With that caveat, I’d like to share a checklist I’ve devised for our developers, which I plan to put in place for our next release. (I’ll share what difference it made on this blog. Stay tuned!)

This is only an excerpt. The real checklist is about 100 items long, but I hope this gives you the flavor of it.

1) Should some users’ access to the new feature be restricted?
If yes:
a) What authorization permissions did you use?
b) Have you tested the app’s behavior for non-privileged users?

2) Have you implemented any new caching of server data on the client?
If yes:
a) Have you guarded against PUTs being processed slower than GETs?
b) Have you ensured that there is only one source for the cached data, including where it may be in the form of child records of other data?

3) Does the new feature use any cached data, including caches that might have been in the code before you programmed this feature?
If yes:
a) Have you tested the app’s behavior when you add something to the cache and then attempt to access it elsewhere in the app?

4) Have you added any controls to the user interface?
If yes:
a) Are the new control(s) pleasingly aligned with others on the page?
b) Is there a pleasing amount of space around the control(s)?
c) Have you checked the appearance when the browser window is at a variety of sizes?
d) Have you checked the color appearance in all themes?
e) Have you done all of this in Chrome?
f) In Internet Explorer, too?

5) Have you added any controls that the user can key into?
If yes:
a) Have you validated the user input as to content and, if applicable, as to length?
b) Have you tested the application’s behavior when the user enters properly formed but invalid data?
c) Have you tested the application’s behavior when the input includes any of these characters? \/:<>
d) Have you tested the application’s behavior when the user leaves the input empty?
e) Have you tested the downstream effects when the data item is at its maximum length?

6) Have you added any dropdown lists or combo boxes?
If yes:
a) Have you initialized the control with a sensible sort order?
b) If the control is loaded with data from the server, have you put a spinner in the control but allowed the rest of the page to function?
c) Have you tested the performance with a very large number of rows in both Internet Explorer and Chrome?

7) Have you added any CSS classes?
If yes:
a) Is it true that there was no way to express what you wanted without adding an additional class?
b) Are your new classes semantic (not, for example, margin-left-10)?
c) Have you used LESS to minimize duplication of the CSS?

8) Does your code use Promises?
If yes:
a) Have you ensured that all callers wait for the Promise to resolve?
b) Have you unit-tested the “reject” path?
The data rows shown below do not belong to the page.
Issue #537, opened 2026-08-31
Feature request: Fork or rewind a session from an earlier turn


andriusbug:
### Issue details

 Problem:

  Long sessions often reach a point where users want to try another approach or discard recent turns. Currently,
  resuming or recovering a session does not provide an easy way to branch from—or return to—a specific earlier turn.

  Proposed commands:

  • /fork <turn> — Create and enter a new session starting at the selected turn. Preserve the original
    session unchanged.
  • /rewind <turn> — Move the current session back to the selected turn, removing subsequent turns from
    active context.

  Suggested behavior:

  • /fork displays or returns both the source and new session IDs.
  • /rewind asks for confirmation because it changes the current session.
  • Turns can be selected through an interactive picker or stable turn identifiers.
  • Tool calls, recovery checkpoints, compaction state, and attachments associated with retained turns are preserved.
  • Neither command reverses external side effects such as file edits, commands, commits, or API calls.
  • Rewound transcript data could remain recoverable internally, rather than being deleted immediately.

  Examples:

  ─ text ───
  /fork
  /fork 12
  /rewind
  /rewind 12
  ──────────

  Possible CLI equivalents:

  ─ bash ───────────────────────────────────
  fx session fork <session-id> --at <turn>
  fx session rewind <session-id> --to <turn>
  ──────────────────────────────────────────

  Key distinction:

  • /fork is nondestructive and supports exploring alternatives.
  • /rewind changes the active history and supports abandoning an unsuccessful path.

  This would provide lightweight conversation branching while making it explicit that session history and external
  workspace state are separate.

### Sensitive information

- [x] I reviewed the information above and removed secrets and other sensitive data.

Aarya2004:
Hey! Taking a look at this, I'll post an update on this thread when I can!

Aarya2004:
Hey! I was able to get the first iteration of the PR out, its just the base implementation of the CLI variants of fork and rewind. I'm working on getting another PR (based on #560) that will add /fork and /rewind in the interactive sessions. Appreciate any feedback on the PR!

Edit: I'll get the PR out of the draft state once I have /fork and /rewind implemented!

andriusbug:
> Hey! I was able to get the first iteration of the PR out, its just the base implementation of the CLI variants of fork and rewind. I'm working on getting another PR (based on [#560](https://github.com/vercel-labs/fx/pull/560)) that will add /fork and /rewind in the interactive sessions. Appreciate any feedback on the PR!
> 
[...]

PR #560, opened 2026-09-01
Add fx session fork and fx session rewind

Aarya2004:
Part of #537. Adds the non-interactive half: branch a saved session at a turn, or drop its last turns. The `/fork` and `/rewind` slash commands build on this in #568.

```
$ fx session fork <id> --at 7        # new session holding turns 1..7, source untouched
$ fx session rewind <id> --by 2      # same session, last 2 turns dropped
```

Both take `--json`. Turn numbers are the `[turn N]` labels `fx session <id>` prints, compaction summaries included. `fork --at` is absolute because you read a turn number and branch there; `rewind --by` is relative because the thought is "undo my last two".

## Try it

```bash
gh pr checkout 560 && zig build
./zig-out/bin/fx sessions                          # pick an id
./zig-out/bin/fx session <id>                      # note the [turn N] labels
./zig-out/bin/fx session fork <id> --at 2 --json   # new id, source untouched
./zig-out/bin/fx session rewind <id> --by 1        # same id, one turn fewer
./zig-out/bin/fx --resume <new id>                 # the branch resumes
```

Without saved sessions, `cd tests/e2e && bun install && bun test session-fork.test.ts` builds real ones on a fake model and checks every path above.

## How it works

Built on the conversation-log storage now on `main`; the branch is merged up to date with it.

- `planConversationTruncation` scans `events.jsonl` and returns the byte boundary after N turns. It counts either the archive, which is what `fx session <id>` labels, or the resumed window, which is the latest compaction summary plus the turns after it and what a live shell holds (#568 uses that mode). A cut that lands inside a turn left open by a compaction checkpoint closes that turn as interrupted, the way recovery does.
- **Fork** is recovery with a chosen boundary: stage a new session, copy the result files and image snapshots the kept turns reference, install the exact byte prefix of the source log, promote it. The source is opened under its writer lock and never written; a test compares every byte before and after. The tail of `recoverSessionCopy` became `publishSessionCopy` so recovery and fork stay one code path.
- **Rewind** truncates the session's log in place at that boundary and drops a paused response along with the tail it belonged to. The dropped turns leave the transcript, so fork first if they should stay reachable. A session another process holds open answers `SessionBusy`.

## Verification

- `zig build test` on the merged branch: 8633 pass, 20 skip, 1 fail in `command_effect`'s printf planner test. That test fails identically on current `main` in this environment.
- `tests/e2e/session-fork.test.ts` 7 pass; `cli.test.ts` 119 pass.
- Unit tests cover fork and rewind across a compaction checkpoint in both counting modes, the busy lock, range errors, the no-op path leaving the log byte-identical, and paused-response clearing.
- Not covered: a fork of a session carrying image attachments or tool-result artifacts; those helpers are exercised only through recovery's tests.

Needs the `type: feature` label, which I cannot apply.

https://claude.ai/code/session_01Hjm7J6N3SL5Y62TJ3bPxwD


Aarya2004:
Hey @fazxes! I think this is ready for the runner checks! 

This is the first of two stacked PRs for #537; #568 builds on it (I don't think I can stack these unfortunately).

Full CI ran without errors on all four runners for both heads, run from my fork: 
- [#560](https://github.com/Aarya2004/fx/pull/560) → https://github.com/Aarya2004/fx/actions/runs/33593235265
- [#568](https://github.com/Aarya2004/fx/issues/568) → https://github.com/Aarya2004/fx/actions/runs/33593237447
- (and main for comparison: https://github.com/Aarya2004/fx/actions/runs/33593232787).

The PGSO workflows, are waiting on first-contributor approval, and both need type: feature. I've kept them as drafts per CONTRIBUTING until that runs, happy to mark ready whenever you prefer.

9) Have you created any new modules?
If yes:
a) Have you truly used Test-Driven Development, writing unit tests first?
b) What percent of your code is covered by unit tests, as reported by our tools?
c) Did you double-check your code to ensure that you followed the Single Responsibility Principle?

10) Did you double-check your code for missing abstractions?

11) Did you double-check your code to verify that you have not introduced any new responsibilities to existing functions or classes?